FINITE ELEMENT SIMULATION OF WAVE MOTION ——Basic Problems and Conceptual Aspects
Liao Zhenpeng Liu Jingbo (Institute of Engineering Mechanics, SSB)
The artificial boundary condition is written in a compact form, which can be djrectly incorporated into finite elements. The discretization error and the oscillation instability are studied in detail for a simple one-dimensional model in order to clarify conceptual aspects of the two basic problems in the simulation. The discretization error is analyzed through studies on characteristics of wave motion in the discrete model and their differences from those in the corresponding continuum.
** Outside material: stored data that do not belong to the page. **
PR #943, opened 2024-05-23
replace getdim with getrefdim/getspatialdim and getfielddim by n_components

### LINKED ISSUE #936: getdim consistency
Currently we have 
```julia
[1] getdim(g::Ferrite.AbstractGrid)
[2] getdim(::Union{Ferrite.AbstractCell{refshape}, Type{<:Ferrite.AbstractCell{refshape}}}) where {refdim, refshape<:Ferrite.AbstractRefShape{refdim}}
[3] getdim(::Interpolation{shape}) where {dim, shape<:Ferrite.AbstractRefShape{dim}}
```
from `methods(Ferrite.getdim)`, but only [3] is documented. [2,3] returns the reference dim and [1] returns `g's` spatial dimension. 

I would suggest replacing [1] by `getsdim(::AbstractGrid)` (public, not exported)

For consistency, `getrdim` would make sense for [2,3], but probably an uncessary breaking change and ok if we don't mix definitions. 

(After #914, we have the internal `Ferrite.get_reference_dimension(::AbstractGrid)`, but this may also return `:mixed` if there are cells with different rdims in the grid, so probably not good as public api, and can in any case be needed later). 

Thoughts?

KnutAM:
Closes #936

### DIFF
--- a/src/Dofs/DofHandler.jl
+++ b/src/Dofs/DofHandler.jl
@@ -225,7 +225,7 @@ end
     getfieldnames(dh::DofHandler)
     getfieldnames(sdh::SubDofHandler)
 
-Return a vector with the unique names of all fields. The order is the sam eas the order in
+Return a vector with the unique names of all fields. The order is the same as the order in
 which they were originally added to the (Sub)DofHandler. Can be used as an iterable over all
 the fields.
 """
--- a/src/Dofs/DofHandler.jl
+++ b/src/Dofs/DofHandler.jl
@@ -141,7 +141,14 @@ function Base.show(io::IO, mime::MIME"text/plain", dh::DofHandler)
     else
         println(io, "  Fields:")
         for fieldname in getfieldnames(dh)
-            println(io, "    ", repr(fieldname), ", dim: ", n_components(dh, fieldname))
+            ip = getfieldinterpolation(dh, find_field(dh, fieldname))
+            if ip isa ScalarInterpolation
+                field_type = "scalar"
+            elseif ip isa VectorInterpolation
+                _getvdim(::VectorInterpolation{vdim}) where vdim = vdim
+                field_type = "Vec{$(_getvdim(ip))}"
+            end
+            println(io, "    ", repr(fieldname), ", ", field_type)
         end
     end
     if !isclosed(dh)
@@ -239,8 +246,8 @@ its index (see [`find_field`](@ref)) or its name.
 """
 function n_components(dh::DofHandler, field_idxs::NTuple{2, Int})
     sdh_idx, field_idx = field_idxs
-    fielddim = n_components(dh.subdofhandlers[sdh_idx], field_idx)
-    return fielddim
+    n = n_components(dh.subdofhandlers[sdh_idx], field_idx)
+    return n
 end
 n_components(dh::DofHandler, name::Symbol) = n_components(dh, find_field(dh, name))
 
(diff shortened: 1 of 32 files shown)


src/Dofs/DofHandler.jl
```diff
@@ -141,7 +141,7 @@ function Base.show(io::IO, mime::MIME"text/plain", dh::DofHandler)
     else
         println(io, "  Fields:")
         for fieldname in getfieldnames(dh)
-            println(io, "    ", repr(fieldname), ", dim: ", getfielddim(dh, fieldname))
+            println(io, "    ", repr(fieldname), ", dim: ", n_components(dh, fieldname))
```
fredrikekre, line 144: I guess this should be split into e.g. "scalar field" instead of `dim: 1` then?

fredrikekre (approved):

KnutAM:
I think this can be merged as-is, despite the issues below (just causes same docstring to show up in different places in the docs)

However, filtering away the `getrefdim`'s docstring for `Interpolation` and `AbstractRefShape` input doesn't work... Seems like a julia bug

```julia
julia> @doc Ferrite.getrefdim
  Ferrite.getrefdim(RefShape::Type{<:AbstractRefShape})

  Get the dimension of the reference shape

  Ferrite.getrefdim(::Interpolation)

  Return the dimension of the reference element for a given interpolation.

  Ferrite.getrefdim(cell::AbstractCell)
  Ferrite.getrefdim(::Type{<:AbstractCell})

  Get the reference dimension of the cell, i.e. the dimension of the cell's reference shape.

julia> @doc Ferrite.getrefdim(::Interpolation)
  Ferrite.getrefdim(RefShape::Type{<:AbstractRefShape})

  Get the dimension of the reference shape

  Ferrite.getrefdim(::Interpolation)

  Return the dimension of the reference element for a given interpolation.

julia> @doc Ferrite.getrefdim(::Ferrite.AbstractCell)
  Ferrite.getrefdim(RefShape::Type{<:AbstractRefShape})

  Get the dimension of the reference shape

  Ferrite.getrefdim(::Interpolation)

  Return the dimension of the reference element for a given interpolation.

  Ferrite.getrefdim(cell::AbstractCell)
  Ferrite.getrefdim(::Type{<:AbstractCell})

  Get the reference dimension of the cell, i.e. the dimension of the cell's reference shape.

julia> @doc Ferrite.getrefdim(::Type{<:Ferrite.AbstractRefShape})
  Ferrite.getrefdim(RefShape::Type{<:AbstractRefShape})

  Get the dimension of the reference shape

  Ferrite.getrefdim(::Interpolation)

  Return the dimension of the reference element for a given interpolation.

julia> typespecs = dict[Base.Docs.Binding(Ferrite, :getrefdim)].order;

julia> typespecs = dict[Base.Docs.Binding(Ferrite, :getrefdim)].order
3-element Vector{Type}:
 Union{Tuple{Type{<:Ferrite.AbstractRefShape{rdim}}}, Tuple{rdim}} where rdim
 Union{Tuple{Interpolation{RefShape}}, Tuple{RefShape}} where RefShape
 Tuple{Ferrite.AbstractCell}
```

where 
* `Union{Tuple{Interpolation{RefShape}}, Tuple{RefShape}} where RefShape` 
* `Union{Tuple{Type{<:Ferrite.AbstractRefShape{rdim}}}, Tuple{rdim}} where rdim`
matches any input, as `RefShape` or `rdim`, respectively, can be anything. 

The offending function definitions are 
* `@inline getrefdim(::Interpolation{RefShape}) where RefShape = getrefdim(RefShape)`
* `getrefdim(::Type{<:AbstractRefShape{rdim}}) where rdim = rdim`

PR #938, opened 2024-05-22
Higher order gradients in CellValues

lijas:
New version of #891 so that I can see preview of docs. I also needed to rebase on master

Implementation of higher order gradients in CellValues. This was quite easy to do thanks to Knuts new FunctionValues and GeometryMapping.

- [x] Tests for FaceValues
- [x] Update changelog
- [x] Type stable CellValues constructor (?)

PR #947, opened 2024-05-24
Simplify and speedup shape_gradient_and_value for embedded

KnutAM:
Noticed this when reviewing #938 

```julia
ip = Lagrange{RefQuadrilateral,1}()^3; ξ = rand(Vec{2});
@btime Ferrite.shape_gradient_and_value($ip, $ξ, 1);
# PR:     15.030 ns (0 allocations: 0 bytes)
# master: 26.459 ns (1 allocation: 64 bytes)
```

### DIFF
--- a/Project.toml
+++ b/Project.toml
@@ -4,6 +4,7 @@ version = "0.3.14"
 
 [deps]
 EnumX = "4e289a0a-7415-4d19-859d-a7e5c4648b56"
+ForwardDiff = "f6369f11-7733-5829-9624-2563aa707210"
 LinearAlgebra = "37e2e46d-f89d-539d-b4ee-838fcccc9c8e"
 NearestNeighbors = "b8a86587-4115-5ab1-83bc-aa920d37bbce"
 OrderedCollections = "bac558e1-5e72-5ebc-8fee-abe8a469f55d"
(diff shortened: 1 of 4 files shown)


termi-official:
Since this is already done I am okay with merging this, but shouldn't we rather try to finalize https://github.com/Ferrite-FEM/Tensors.jl/pull/188#issuecomment-1713268821 ?

termi-official (approved):

fredrikekre:
Need to re-resolve the doc manifest to include ForwardDiff as a dependency.

KnutAM:
> but shouldn't we rather try to [Tensors.jl#188](https://github.com/Ferrite-FEM/Tensors.jl/pull/188#issuecomment-1713268821)

I would love to, but need quite some input on https://github.com/Ferrite-FEM/Tensors.jl/pull/211 before doing a managable implementation of https://github.com/Ferrite-FEM/Tensors.jl/pull/188 (and that will probably be after Ferrite 1.0)

I simply did this to check my understanding of the code, since @lijas re-uses this code in https://github.com/Ferrite-FEM/Ferrite.jl/pull/938. So perhaps not clear from the PR, but since I then had this code the main merit is to simplify for others to see what is happening here, instead of relying on Tensor internals. (On the other hand, this code was probably beneficial for generalizing to the 3rd order case, but will look at that now if a similiar simplification can be suggested in 938).

PR #948, opened 2024-05-25
Fix and test write_cellset

KnutAM:
Writing all cellsets was not covered by the tests and contained a bug

### DIFF
--- a/test/test_vtk_export.jl
+++ b/test/test_vtk_export.jl
@@ -42,8 +42,8 @@
         end
     end
     @testset "write_cellset" begin
-        # sha1 tested in test_grid_dofhandler_vtk.jl, this just smoke tests that we get the same
-        # when taking all cellsets in the grid
+        # More tests in `test_grid_dofhandler_vtk.jl`, this just validates writing all sets in the grid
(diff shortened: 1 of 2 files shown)


test/test_vtk_export.jl
```diff
@@ -41,4 +41,22 @@
...
+        # More tests in `test_grid_dofhandler_vtk.jl`, this just validates writing all sets in the grid
+        # which is not tested there, see https://github.com/Ferrite-FEM/Ferrite.jl/pull/948
+        mktempdir() do tmp
+            grid = generate_grid(Quadrilateral, (2,2))
+            addcellset!(grid, "set1", 1:2)
+            addcellset!(grid, "set2", 1:4)
+            manual = joinpath(tmp, "manual")
+            auto = joinpath(tmp, "auto")
+            VTKFile(manual, grid) do vtk
+                Ferrite.write_cellset(vtk, grid, keys(Ferrite.getcellsets(grid)))
```
KnutAM, line 54: I'm not sure if this is the best test, since the order is not part of the API, and while this test works now, it would fail if we decide to e.g. sort the keys in `write_cellset`. 
I'd be happy to hear if someone has ideas for a better test!

PR #949, opened 2024-05-26
WIP: L2Projector on mixed grids

KnutAM:
A proposal to solve #610, which mimicks the `DofHandler` syntax. 
To make this convenient, the following breaking changes are introduced.

* When projecting on a subset, the data should be **indexed with the cellnr and not the index in the set**. To avoid requiring passing a `Vector` with length equal to all cells, passing the quadrature point data of type `T` as `AbstractDict{Int, AbstractVector{T}}` is supported. 
* `L2Projector` no longer supports getting the geometric interpolation, will always take the one from the cell type (I don't think this is even breaking, because anything else would probably have failed) 

Syntax for mixed grids 
```julia
proj = L2Projector(grid)
add!(proj, ip_tria, set_tria)
add!(proj, ip_quad, set_quad)
close!(proj)

projected = project(proj, data, [qr_tria, qr_quad])
```


src/L2_projection.jl
```diff
@@ -71,21 +67,22 @@ function _mass_qr(::Lagrange{shape, 2}) where {shape <: RefSimplex}
...
-    println(io, "  geometric interpolation: ", proj.geom_ip)
-end
-
-function _assemble_L2_matrix(fe_values, set, dh)
-
-    n = Ferrite.getnbasefunctions(fe_values)
+function _assemble_L2_matrix(dh::DofHandler, qrs_lhs::Vector{<:QuadratureRule})
     M = create_symmetric_sparsity_pattern(dh)
     assembler = start_assemble(M)
+    for (sdh, qr_lhs) in zip(dh.subdofhandlers, qrs_lhs)
```
termi-official, line 73: How does this ensure that the pairing is correct? Think about having 2 subdomains and the 2nd subdomain has triangles and quads, so we have 3 sdhs. If I understand this correctly, then this code will fail if we want to do an L2 projection on the second subdomain.

lijas: Then `qrs_lhs` would include three quadrature rules, one for each subdofhandler?

src/L2_projection.jl
```diff
@@ -71,21 +67,22 @@ function _mass_qr(::Lagrange{shape, 2}) where {shape <: RefSimplex}
...
+        ip_fun = only(sdh.field_interpolations)
+        ip_geo = default_interpolation(getcelltype(sdh))
+        cv = CellValues(qr_lhs, ip_fun, ip_geo)
```
lijas, line 76: Would it possible to pass `update_detJdV=true` and `update_gradient = false` here ?

src/L2_projection.jl
```diff
@@ -160,68 +153,75 @@ The order of the returned data correspond to the order of the `L2Projector`s int
...
+end
+function project(p::L2Projector, vars::AbstractMatrix, qr_rhs)
     # TODO: Random access into vars is required for now, hence the collect
     return project(p, collect(eachcol(vars)), qr_rhs)
 end
 
-function _project(vars, proj::L2Projector, fe_values::AbstractValues, M::Integer, ::Type{T}) where {T}
+function _project(proj::L2Projector, qrs_rhs::Vector{<:QuadratureRule}, vars::Union{AbstractVector, AbstractDict}, M::Integer, ::Type{T}) where T
+    f = zeros(ndofs(proj.dh), M)
+    for (sdh, qr_rhs) in zip(proj.dh.subdofhandlers, qrs_rhs)
```
lijas, line 177: Maybe add a checks here that checks that length(qrs_rhs) as number of length(subdofhandle)r (and the same `refshape`)? CellValues will probable throw an error anyways, but could be nice to catch it earlier.

test/test_l2_projection.jl
```diff
@@ -121,7 +120,12 @@ function test_projection_mixedgrid()
 
     quadset = 1:1
     triaset = 2:3
-    mesh = Grid(cells, nodes)
+    return Grid(cells, nodes), quadset, triaset
```
lijas, line 123: Should we add a test where we have a third cell set which is excluded from the L2-projection? It seems like it should work, but would be nice test.

lijas (commented):
Nice! I like the api, and the code even looks simpler now.

src/L2_projection.jl
KnutAM: I think the updated syntax solves this better (see updated comment)

termi-official: Okay, probably a different issue than the one resolved in this PR. I was wondering about an L2 projection on true subdomains with mixed grids (and a mixed grid on the full domain).

lijas (approved):

Issue #950, opened 2024-05-27
default_interpolation -> geometric_interpolation ? 


KnutAM:
https://github.com/Ferrite-FEM/Ferrite.jl/blob/41cfff526912c64ebe41db83cbe7315e454d6660/src/Grid/grid.jl#L134-L139

To me this function name doesn't reflect the docstring (which describes what the function actually does IMO).
Wouldn't it be better to call this `geometric_interpolation`, otherwise I find it confusing as `default` indicates that there are other alternative interpolations for a given cell? 

Or are there any cases that I'm not aware of when different geometric interpolations can be used for the same cell? If not, I'd suggest changing this in 1.0. 

(The old name could be kept to avoid making things more breaking for users, but perhaps removed from API. This would then be to just get a default for the function interpolation on a cell, which I guess the function was originally intended for).

KnutAM:
When? 
```
julia> using Ferrite
julia> grid = generate_grid(QuadraticQuadrilateral, (2,2));
julia> cv = CellValues(QuadratureRule{RefQuadrilateral}(2), Lagrange{RefQuadrilateral,1}(), Lagrange{RefQuadrilateral,1}());

julia> x = getcoordinates(grid, 1);

julia> reinit!(cv, x)
ERROR: ArgumentError: the number of (geometric) base functions (4) does not match the number of coordinates in the vector (9). Perhaps you forgot to use an appropriate geometric interpolation when creating FE values? See https://github.com/Ferrite-FEM/Ferrite.jl/issues/265 for more details.
```
Or is there another context you refer to?

termi-official:
> https://github.com/Ferrite-FEM/Ferrite.jl/blob/41cfff526912c64ebe41db83cbe7315e454d6660/src/Grid/grid.jl#L134-L139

The analysis leads to identifying a frequency band within which the simulation is possible,and to a suggestion of using the lumped-mass finite element model for the simulation. Mechanism of the oscillation instability is then illuminated in frequency domain by amplification at the artificial boundary and multi-reflection of wave motion in a finite discrete model. Understanding of the mechanism provides guidelines for seeking measures to guarantee the stable implementation of the artificial boundary, and a modification of the artificial boundary condition is then devised for eliminating the instability. The special stability criterion is finally presented for the modified boundary condition, in addition to the ordinary stability condition for the numerical integration of equation of motion at interior nodes.